=== Dataset records ===

PR #4648, opened 2026-03-12
Add --rules-concat to use the -r files as one list

matrix:
Several `-r` files are chained: the rules of one file are applied to the output of the next, so two files of 3 and 2 rules give 6 candidates per word. There is no way to ask for the rules of every file one after another.

## Reproduction

```
$ printf ':\nu\nl\n' > a.rule
$ printf '$1\n$2\n'  > b.rule
$ echo Pass > w.dict

$ ./hashcat --stdout -a 0 -r a.rule -r b.rule w.dict
Pass1
PASS1
pass1
Pass2
PASS2
pass2
        6 candidates, which is 3 * 2

$ ./hashcat --stdout -a 0 --rules-concat -r a.rule -r b.rule w.dict

before: hashcat: unrecognized option `--rules-concat'
        Invalid argument specified.
        rc=255
after:  Pass
        PASS
        pass
        Pass1
        Pass2
        5 candidates, which is 3 + 2
        rc=0
```

## How it works

`kernel_rules_load ()` reads every file into `all_kernel_rules_buf` and then combines them. The count of a chain is the product of the counts, and the count of a list is their sum, so the concatenating case is one allocation and one `memcpy` per file:

```c
if (user_options->rp_files_concat == true)
{
  u32 kernel_rules_cnt = 0;

  for (u32 i = 0; i < user_options->rp_files_cnt; i++)
  {
    if (overflow_check_u32_add (kernel_rules_cnt, all_kernel_rules_cnt[i]) == true)
    ...
```

It leaves early, which is what the single file case immediately above it already does, and for the same reason given in the comment there: there is nothing to combine, and going on would copy the array a second time.

`overflow_check_u32_add ()` is the same guard the chaining path uses in its multiplying form.

## What is refused

`--rules-concat` without `-r` has nothing to concatenate, so it is refused. There is no separate check against `-g`, because `-r` with `-g` is already refused and without `-r` the first check fires:

```
$ ./hashcat --stdout -a 0 --rules-concat w.dict
Parameter --rules-concat requires -r/--rules-file.
rc=255

$ ./hashcat --stdout -a 0 --rules-concat -r a.rule -g 10 w.dict
Combining -r/--rules-file and -g/--rules-generate is not supported.
rc=255
```

## tools/test_edge.sh

No hash mode is touched. The change is in rule loading, which every mode that takes `-r` shares, and the runs above exercise both paths of it.

### DIFF
--- a/include/types.h
+++ b/include/types.h
@@ -927,6 +927,7 @@ typedef enum user_options_map
   IDX_RP_GEN_FUNC_SEL           = 0xff41,
   IDX_RP_GEN                    = 'g',
   IDX_RP_GEN_SEED               = 0xff42,
+  IDX_RP_FILE_CONCAT            = 0xff88,
   IDX_RULE_BUF_L                = 'j',
   IDX_RULE_BUF_R                = 'k',
   IDX_RUNTIME                   = 0xff43,
@@ -2527,6 +2528,7 @@ typedef struct user_options
   bool         veracrypt_pim_stop_chgd;
   bool         version;
   bool         wordlist_autohex;
+  bool         rp_files_concat;
   #ifdef WITH_BRAIN
   char        *brain_host;
   char        *brain_password;
--- a/include/types.h
+++ b/include/types.h
@@ -1036,6 +1036,7 @@ typedef enum user_options_map
   IDX_RESTORE_FILE_PATH         = 0xff3e,
   IDX_RESTORE_POSITION          = 0xff87,
   IDX_RP_FILE                   = 'r',
+  IDX_RP_FILE_CONCAT            = 0xff8c,
   IDX_RP_GEN_FUNC_MAX           = 0xff3f,
   IDX_RP_GEN_FUNC_MIN           = 0xff40,
   IDX_RP_GEN_FUNC_SEL           = 0xff41,
@@ -2898,6 +2899,7 @@ typedef struct user_options
   bool         restore;
   bool         restore_enable;
   bool         restore_position;
+  bool         rp_files_concat;
   bool         self_test;
   bool         show;
   bool         slow_candidates;
--- a/src/rp.c
+++ b/src/rp.c
@@ -1022,98 +1022,147 @@ int kernel_rules_load (hashcat_ctx_t *hashcat_ctx, kernel_rule_t **out_buf, u32 
   hcfree (rule_buf);
 
   /**
-   * merge rules
+   * merge or concat rules
    */
 
-  u32 kernel_rules_cnt = 1;
+  u32 kernel_rules_cnt = 0;
 
-  u32 *repeats = (u32 *) hccalloc (user_options->rp_files_cnt + 1, sizeof (u32));
+  kernel_rule_t *kernel_rules_buf = NULL;
 
-  repeats[0] = kernel_rules_cnt;
-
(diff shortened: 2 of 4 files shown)


roycewilliams:
Am I reading right that this just concatenates them all into a single set of rules and then runs them? If so, won't that hit memory thresholds? My goal was to make it easy to run them one at a time, not to run them all at once.

matrix:
> Am I reading right that this just concatenates them all into a single set of rules and then runs them? If so, won't that hit memory thresholds? My goal was to make it easy to run them one at a time, not to run them all at once.

Have you seen what happens without this patch when two rules are loaded? The question you ask me about “memory thresholds” doesn't make sense.

PenguinKeeper7:
Forgive me if I'm wrong, Tycho but I believe the feedback was that the original issue wants each rule to be run sequentially instead of merged into one and effectively `cat`-ing them together, in a similar way that wordlists work when you do `Wordlists/*`. It doesn't just merge them all into a large blob, it makes a `Guess.Base` queue and runs each wordlist as its own attack.

What Tycho's probably referring to about “memory thresholds” is that with your solution of just merging them all together, VRAM limitations could easily occur with potentially tens or hundreds of millions of rule lines all being run at once. With the sequential approach, you'd only need to load in a single individual ruleset's contents at any time, cutting down the memory requirements drastically

matrix:
> Forgive me if I'm wrong, Tycho but I believe the feedback was that the original issue wants each rule to be run sequentially instead of merged into one and effectively `cat`-ing them together, in a similar way that wordlists work when you do `Wordlists/*`. It doesn't just merge them all into a large blob, it makes a `Guess.Base` queue and runs each wordlist as its own attack.
> 
> What Tycho's probably referring to about “memory thresholds” is that with your solution of just merging them all together, VRAM limitations could easily occur with potentially tens or hundreds of millions of rule lines all being run at once. With the sequential approach, you'd only need to load in a single individual ruleset's contents at any time, cutting down the memory requirements drastically

I fully understand both points, but it’s much easier to run an external script than to implement what you’re proposing to do in C. As a result, I simply modified the existing logic in Hashcat to change the way multiple rules are processed simultaneously, and this approach definitely saves memory compared to the original version.

roycewilliams:
I'm happy if it's an improvement, but it doesn't address my original request, hinging on the word "serial", meaning "one at a time". 

(I definitely understand that it can be worked around with a script. The point of my request was to make it easier for users to not have to write their own script, and that it is a common enough workflow that it would be reasonable to bring into hashcat itself, just like we do by walking through an entire directory of wordlists. Even though that could be scripted, it's more efficient to be in hashcat itself)

If that means that we need to remove the assertion that this PR addresses my issue, and then just close my issue as a WONTFIX ... that won't make me mad, just disappointed. 😉

matrix:
> I'm happy if it's an improvement, but it doesn't address my original request, hinging on the word "serial", meaning "one at a time".
> 
> (I definitely understand that it can be worked around with a script. The point of my request was to make it easier for users to not have to write their own script, and that it is a common enough workflow that it would be reasonable to bring into hashcat itself, just like we do by walking through an entire directory of wordlists. Even though that could be scripted, it's more efficient to be in hashcat itself)
> 
> If that means that we need to remove the assertion that this PR addresses my issue, and then just close my issue as a WONTFIX ... that won't make me mad, just disappointed. 😉

done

===

◆ Work to be completed: Exact copy required. Retype all of the entries word for word.

◆ Expected output:
PR #4648, opened 2026-03-12
Add --rules-concat to use the -r files as one list

matrix:
Several `-r` files are chained: the rules of one file are applied to the output of the next, so two files of 3 and 2 rules give 6 candidates per word. There is no way to ask for the rules of every file one after another.

## Reproduction

```
$ printf ':\nu\nl\n' > a.rule
$ printf '$1\n$2\n'  > b.rule
$ echo Pass > w.dict

$ ./hashcat --stdout -a 0 -r a.rule -r b.rule w.dict
Pass1
PASS1
pass1
Pass2
PASS2
pass2
        6 candidates, which is 3 * 2

$ ./hashcat --stdout -a 0 --rules-concat -r a.rule -r b.rule w.dict

before: hashcat: unrecognized option `--rules-concat'
        Invalid argument specified.
        rc=255
after:  Pass
        PASS
        pass
        Pass1
        Pass2
        5 candidates, which is 3 + 2
        rc=0
```

## How it works

`kernel_rules_load ()` reads every file into `all_kernel_rules_buf` and then combines them. The count of a chain is the product of the counts, and the count of a list is their sum, so the concatenating case is one allocation and one `memcpy` per file:

```c
if (user_options->rp_files_concat == true)
{
  u32 kernel_rules_cnt = 0;

  for (u32 i = 0; i < user_options->rp_files_cnt; i++)
  {
    if (overflow_check_u32_add (kernel_rules_cnt, all_kernel_rules_cnt[i]) == true)
    ...
```

It leaves early, which is what the single file case immediately above it already does, and for the same reason given in the comment there: there is nothing to combine, and going on would copy the array a second time.

`overflow_check_u32_add ()` is the same guard the chaining path uses in its multiplying form.

## What is refused

`--rules-concat` without `-r` has nothing to concatenate, so it is refused. There is no separate check against `-g`, because `-r` with `-g` is already refused and without `-r` the first check fires:

```
$ ./hashcat --stdout -a 0 --rules-concat w.dict
Parameter --rules-concat requires -r/--rules-file.
rc=255

$ ./hashcat --stdout -a 0 --rules-concat -r a.rule -g 10 w.dict
Combining -r/--rules-file and -g/--rules-generate is not supported.
rc=255
```

## tools/test_edge.sh

No hash mode is touched. The change is in rule loading, which every mode that takes `-r` shares, and the runs above exercise both paths of it.

### DIFF
--- a/include/types.h
+++ b/include/types.h
@@ -927,6 +927,7 @@ typedef enum user_options_map
   IDX_RP_GEN_FUNC_SEL           = 0xff41,
   IDX_RP_GEN                    = 'g',
   IDX_RP_GEN_SEED               = 0xff42,
+  IDX_RP_FILE_CONCAT            = 0xff88,
   IDX_RULE_BUF_L                = 'j',
   IDX_RULE_BUF_R                = 'k',
   IDX_RUNTIME                   = 0xff43,
@@ -2527,6 +2528,7 @@ typedef struct user_options
   bool         veracrypt_pim_stop_chgd;
   bool         version;
   bool         wordlist_autohex;
+  bool         rp_files_concat;
   #ifdef WITH_BRAIN
   char        *brain_host;
   char        *brain_password;
--- a/include/types.h
+++ b/include/types.h
@@ -1036,6 +1036,7 @@ typedef enum user_options_map
   IDX_RESTORE_FILE_PATH         = 0xff3e,
   IDX_RESTORE_POSITION          = 0xff87,
   IDX_RP_FILE                   = 'r',
+  IDX_RP_FILE_CONCAT            = 0xff8c,
   IDX_RP_GEN_FUNC_MAX           = 0xff3f,
   IDX_RP_GEN_FUNC_MIN           = 0xff40,
   IDX_RP_GEN_FUNC_SEL           = 0xff41,
@@ -2898,6 +2899,7 @@ typedef struct user_options
   bool         restore;
   bool         restore_enable;
   bool         restore_position;
+  bool         rp_files_concat;
   bool         self_test;
   bool         show;
   bool         slow_candidates;
--- a/src/rp.c
+++ b/src/rp.c
@@ -1022,98 +1022,147 @@ int kernel_rules_load (hashcat_ctx_t *hashcat_ctx, kernel_rule_t **out_buf, u32 
   hcfree (rule_buf);
 
   /**
-   * merge rules
+   * merge or concat rules
    */
 
-  u32 kernel_rules_cnt = 1;
+  u32 kernel_rules_cnt = 0;
 
-  u32 *repeats = (u32 *) hccalloc (user_options->rp_files_cnt + 1, sizeof (u32));
+  kernel_rule_t *kernel_rules_buf = NULL;
 
-  repeats[0] = kernel_rules_cnt;
-
(diff shortened: 2 of 4 files shown)


roycewilliams:
Am I reading right that this just concatenates them all into a single set of rules and then runs them? If so, won't that hit memory thresholds? My goal was to make it easy to run them one at a time, not to run them all at once.

matrix:
> Am I reading right that this just concatenates them all into a single set of rules and then runs them? If so, won't that hit memory thresholds? My goal was to make it easy to run them one at a time, not to run them all at once.

Have you seen what happens without this patch when two rules are loaded? The question you ask me about “memory thresholds” doesn't make sense.

PenguinKeeper7:
Forgive me if I'm wrong, Tycho but I believe the feedback was that the original issue wants each rule to be run sequentially instead of merged into one and effectively `cat`-ing them together, in a similar way that wordlists work when you do `Wordlists/*`. It doesn't just merge them all into a large blob, it makes a `Guess.Base` queue and runs each wordlist as its own attack.

What Tycho's probably referring to about “memory thresholds” is that with your solution of just merging them all together, VRAM limitations could easily occur with potentially tens or hundreds of millions of rule lines all being run at once. With the sequential approach, you'd only need to load in a single individual ruleset's contents at any time, cutting down the memory requirements drastically

matrix:
> Forgive me if I'm wrong, Tycho but I believe the feedback was that the original issue wants each rule to be run sequentially instead of merged into one and effectively `cat`-ing them together, in a similar way that wordlists work when you do `Wordlists/*`. It doesn't just merge them all into a large blob, it makes a `Guess.Base` queue and runs each wordlist as its own attack.
> 
> What Tycho's probably referring to about “memory thresholds” is that with your solution of just merging them all together, VRAM limitations could easily occur with potentially tens or hundreds of millions of rule lines all being run at once. With the sequential approach, you'd only need to load in a single individual ruleset's contents at any time, cutting down the memory requirements drastically

I fully understand both points, but it’s much easier to run an external script than to implement what you’re proposing to do in C. As a result, I simply modified the existing logic in Hashcat to change the way multiple rules are processed simultaneously, and this approach definitely saves memory compared to the original version.

roycewilliams:
I'm happy if it's an improvement, but it doesn't address my original request, hinging on the word "serial", meaning "one at a time". 

(I definitely understand that it can be worked around with a script. The point of my request was to make it easier for users to not have to write their own script, and that it is a common enough workflow that it would be reasonable to bring into hashcat itself, just like we do by walking through an entire directory of wordlists. Even though that could be scripted, it's more efficient to be in hashcat itself)

If that means that we need to remove the assertion that this PR addresses my issue, and then just close my issue as a WONTFIX ... that won't make me mad, just disappointed. 😉

matrix:
> I'm happy if it's an improvement, but it doesn't address my original request, hinging on the word "serial", meaning "one at a time".
> 
> (I definitely understand that it can be worked around with a script. The point of my request was to make it easier for users to not have to write their own script, and that it is a common enough workflow that it would be reasonable to bring into hashcat itself, just like we do by walking through an entire directory of wordlists. Even though that could be scripted, it's more efficient to be in hashcat itself)
> 
> If that means that we need to remove the assertion that this PR addresses my issue, and then just close my issue as a WONTFIX ... that won't make me mad, just disappointed. 😉

done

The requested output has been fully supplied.